This city was called Babylon, and the country Babylonia. Wonderful stories and legends are connected with these two names, but still more astounding are the revelations unearthed by the pick and shovel of modern explorers. By their diligent work it has been discovered that the people, living in this region somewhere about 4,000 to 6,000 years B. C. were already a highly organized and civilized race, skilled in various trades and professions, and living in towns of considerable size and importance. The inhabitants of these cities were by no means awkward in the fine arts.

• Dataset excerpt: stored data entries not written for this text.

PR #1106, opened 2025-09-24
feat(INVT-1549): add product profit margin to supply list

josevmorilla:
**JIRA:** https://champlainsaintlambert.atlassian.net/browse/CPC-1549
## Context:
Inventory managers need to be able to see how much profit each product generates in the supply list. This PR calculates the productProfit value so managers can compare cost vs sale price of each supply.
No

## Changes

- Added productProfit field to Product entity and productResponseDTO
- Updated InventoryProducts.tsx to calculate and attach a productProfit field for each product (salePrice - costPrice)
- Updated InventoryProducts.tsx to display cost price, sale price and profit 
- Updated InventoryProducts.css to properly display the new headers and better fit the contents of profit 
- Added a colored based value to display if profits are positive or negative
- Updated the inventory pdf report to display cost, sale price and profit

## Does this use the v2 API?:
No
No
## Before and After UI 
Before: supply list only showed Sale Price.
Screenshot 2025-09-24 183832
After: supply list shows Cost | Sale Price | Profit.
Screenshot 2025-09-24 184353

## Dev notes
Negative profit values are displayed in red to surface loss-making items, albeit this can be a new exception and rule but there are scenarios where a manager would need to sell supply under cost (e.g. bad product, clearing out inventory for new stock)

### DIFF
--- a/.github/workflows/parallel_microservice_build.yml
+++ b/.github/workflows/parallel_microservice_build.yml
@@ -29,8 +29,18 @@ jobs:
       run: chmod +x ./gradlew
       working-directory: ./api-gateway
     - name: Build with Gradle Wrapper
-      run: ./gradlew clean build
+      run: ./gradlew clean build jacocoTestReport
       working-directory: ./api-gateway
+    - name: Verify coverage threshold
+      run: ./gradlew jacocoTestCoverageVerification
+      working-directory: ./api-gateway
+      continue-on-error: true
+    - name: Upload coverage reports
+      uses: actions/upload-artifact@v4
+      with:
+        name: coverage-reports-api-gateway
+        path: ./api-gateway/build/reports/jacoco/test/html/
+        retention-days: 30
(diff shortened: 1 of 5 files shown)


CunninghamLi (approved):
Well done, the addition of this feature enhances the experience because as an inventory manager we can finally see if we are making profits or not. Also the addition of the color green or red based on if the profits are negative or positive is a nice feature. Fixing the PDF to accommodate to these changes was done accordingly and well. Overall,  the UI did not break and I approve of this PR.

OlivierGingras026 (approved):
The addition of a profit margin is a huge addition, making the inventory service more usuable. You did calculation as well with  product.productSalePrice- product.productPrice).toFixed(2) which is good since you did not use hardcoded values to do it. You have also fix the filter issue we had which now make us enable to see even low stock product in the "All" filter which is great.

PR #1107, opened 2025-09-25
feat(CUST-CPC-1537): Setup File Service

megadoxs:
**JIRA:** [link to jira ticket](https://champlainsaintlambert.atlassian.net/browse/CPC-1537?atlOrigin=eyJpIjoiMGQwY2U3ZWMxOTlmNDI1MWI2ZGFiYzI3ZDAzODZhODciLCJwIjoiaiJ9)
## Context:
This ticket and PR are about adding a new service that would handle files in general, but more importantly images. A lot of services are either storing their image in the react front end or adding a postgress database to store them. This service aims to centralize the location of image.
No
## Changes
This PR adds a new service entirely written in go that currently only handle the get request.
## Does this use the v2 API?:
No
yes
Doesn't change anything on the front-end


megadoxs:
The port to the service is currently exposed to the outside because I need testing to make that the buckets and image added to it stay stored in the minio. This exposed port will be removed before being merged.

if anybody could please tell me if they get any errors when running the following command, it would be really appreciated.
http://localhost:8000/images/3e5a214b-009d-4a25-9313-344676e6157d

nic5694:
> Adding a volume should make it persistent, but what I am most worried about is if how I preloaded data inside of it will work. Since we do need preloaded image for some service like vets and users.

Yes that is a big concern because if it is not preloaded correctly the endpoints can change and it can mess up services using specific endpoint links. Typically these are used to mock when running locally commonly called multi-cloud gateways to mock S3 and azure blob storage and more. Its also that these are typically meant to run in Kubernetes and docker while we are using it to run production. Is not a typical PROD environment

OlivieriD (approved):
Reviewed and confirmed this story meets the user story of ticket: https://champlainsaintlambert.atlassian.net/browse/CPC-1537

PR has been reviewed and aligns the changes with precedent choices, such as creating a new file service that would handle all future image and file upload/download and store them in the database. The file service also uses dynamic URLs rather than static hard-coded URL, which is good practice.

All acceptance criteria are met:

- The new service must be added to the petclinic directory
- The new service must build successfully.
- The new service must compose on dev and prod
- The new service must handle get file by id.

I approve moving this story to be labeled as "Done".

OlivieriD (approved):

PR #1109, opened 2025-09-25
feat(INVT-CPC-1539): mark inventory as important

christianJames24:
**JIRA:** [link to jira ticket](https://champlainsaintlambert.atlassian.net/browse/CPC-1539)
## Context:
This ticket adds an important boolean to the backend of inventory-service, which is then used on the frontend to mark certain inventories as important. A new filtering checkbox has also been added for this new feature which is used to filter, in addition to the previously existing flters, the inventories marked as important. This is for the customer frontend.
No

## Changes
added a new Boolean to the backend called "important"
modified files related to inventories in the api-gateway and inventory-service to accomodate for this change.
added new tests for the new Boolean value and modified some previously existing tests to include it as a null parameter so that they won't fail.

on the frontend, new file: toggleInventoryImportant
modified InventoriesListTable, searchInventories, useSearchInventories, Inventory

in InventoriesListTable:
a star svg was added to each inventory card and a checkbox with important is added to the filtering system
a new function called handleToggleImportant was added and previous code with filters had importantOnly added to it.

in searchInventories:
importantOnly fields were added to it.

## Does this use the v2 API?:
No
No
BEFORE:
no important filter or checkbox:
image

AFTER:
default page now (with a few selected as important):
image
now with important filter checked:
image
in combination of category equipments and important checkbox:
image
in combination of category name "diag" and category equipments and important checkbox
image

## Dev notes (Optional)
in order for this to work I had to fix a filtering bug in useSearchInventories that should've been done in my previous pull request[1091]. everything is fine now however...


OlivierGingras026 (approved):
This PR looks really good and brings clear improvements on both the backend and frontend. On the backend, the new "important" boolean is well integrated into the inventory-service and the api-gateway. The test coverage is solid (JaCoCo above 90%), and it’s nice to see the existing tests updated to handle null values so they won’t break.
On the frontend, the toggleInventoryImportant function built with Axios is simple and effective. Adding the star SVG to the inventory cards is a great usability touch, and the new filtering option makes the feature genuinely useful. Splitting out the toggleInventoryImportant logic also keeps the code clean and maintainable.

Overall, this is a well-implemented feature that improves the user experience without adding extra complexity.

PR #1111, opened 2025-09-26
bug(INVT-CPC-1465): Fix translation formatting

CunninghamLi:
**JIRA:**
https://champlainsaintlambert.atlassian.net/browse/CPC-1465

## Context:
The ticket is about fixing the UI when translating to other languages, specifically when translating into certain languages, some texts don't fully show up which cuts off some words. Also when using the edit or move button, when brought to their respective page, the translation formatting is also bad there. We are doing this change to make the UI cleaner whether it's in english or any other translated language for a better overall user experience.

No.

## Changes
- The only file changed was InventoryProducts.css. 
- Allowed table headers (<th>) and cells (<td>) to wrap/break text so translated French/German/Spanish labels don’t overflow.
- Added column-specific widths (Supply Id, Supply Name, Description, etc.).
- Overrode fixed widths for form buttons like Update and Move so translated labels fit without splitting or clipping.
- Added CSS rules: min-width, white-space: nowrap, and width: auto

## Does this use the v2 API?:
No.

No.

Before(Text is cut off in other languages and is replaced with "..."
Screenshot 2025-09-25 203642
After(Text fully shows)
image
Before(Text is overflowing when translated for edit button)
Screenshot 2025-09-25 205030
After(Fixed)
image
Before(Text is overflowing when translated for move button)
image
After(Fixed)
image

### DIFF
--- a/petclinic-frontend/src/features/inventories/InventoryProducts.css
+++ b/petclinic-frontend/src/features/inventories/InventoryProducts.css
@@ -200,3 +200,43 @@ select:focus {
   margin: 20px 0;
   float: right;
 }
+.table th,
+.table td {
+  white-space: normal;
+  overflow-wrap: anywhere;
+  word-break: normal;
+  text-overflow: initial;
+  line-height: 1.2;
+}
+
+.table td:nth-child(4),
+.table td:nth-child(5),
+.table td:nth-child(6),
+.table td:nth-child(7) {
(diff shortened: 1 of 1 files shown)


OlivierGingras026 (approved):
As Chrisitan said, short but effective. The css brings more quality to the UI.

Most important of all, they had already evolved a very complete and highly developed system of writing, which in itself must have taken many centuries to reach the stage at which it was found by the explorers.

As may be read in the elaborate works of Maspero, Hilprecht and other explorers, they discovered in the ruins of the principal cities of Babylonia several ancient libraries and archives containing thousands of tablets of clay, stone and bronze, covered with inscriptions of religious, astrological and magical texts, epics, chronicles and syllabaries. There are also contracts; records of debts; leases of lands, houses and slaves; deeds of transfer of all kinds of property; mortgages; documents granting power of attorney; tablets dealing with bankruptcy and inheritance; in fact, almost every imaginable kind of deed or contract is found among them.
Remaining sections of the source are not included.